Yes, the server writes bytes. The bytes do not need to be ASCII-encoded. The headers will be in ASCII. Yes, the server must send the source code for each library. This is why an important part of web optimisation is minimising your Javascript file sizes and bundling all the libraries into one file, in order to reduce the number and size of requests.
On writing data to the sockets: is write(2) the correct way to do all
this writing between sockets?
It is certainly the most basic way to write to an open file descriptor on Linux kernels. Everything in Linux is treated like a file, including sockets, so yes, sockets have file descriptors and can be written to this way.

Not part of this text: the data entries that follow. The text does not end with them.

PR #5792, opened 2023-10-10
GPU: Add fallback when textureGatherOffsets is not supported

riperiperi:
This PR adds a fallback for GPUs or APIs that don't support an equivalent to the method `textureGatherOffsets`, where each of the 4 gathered texels has an individual offset. This is done by reusing the existing code to handle non-const offsets for texture instructions, though it has also been corrected as there were a few implementation issues.

MoltenVK reports support for this capability, and it didn't error when we initially released the MacOS build, but that has since changed. MVK still reports support, but spirv-cross has been fixed in a way that it _attempts_ to use this capability, and the metal compiler errors since it doesn't exist.

Some other fixes:
- textureGatherOffsets emulation has been changed significantly. It now uses 4 texture sample instructions (not gather), calculates a base texel (i=0 j=0) and adds the offsets onto it before converting into a tex coord. The final result is offset into a texel center, so it shouldn't be subject to interpolation, though this isn't perfect and could have some error with floating point formats with linear sampling. It is subject to texture wrap mode as it should be, which is why texelFetch was not used.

There are more complex ways of accomplishing this, all of which are referenced in the manual page for write
. Most languages have support for writing to sockets, however, by having glue code to manually call write()
using a friendlier interface. Perhaps the only time you would need to explicitly call write()
in C is if you were writing kernel-level programs or are on embedded hardware.
On the transmission of large files: if I click a button on the site
that lets me download a large PDF, how is this accomplished by the
server? I assume that the server tries to transmit this in pieces. As
far as I can tell there is an option for chunked encoding. Is this the
way? If it is, is the file divided into chunks, and these are appended
to the ASCII response and written byte by byte into the socket?
See the TCP/IP section I wrote above. The HTTP standard does let you get away with breaking up a message into higher-order chunks before letting TCP chunk it still further, so you can make do with small segments that arrive at a time.
Finally, how is video transmitted?
See the video section I wrote above.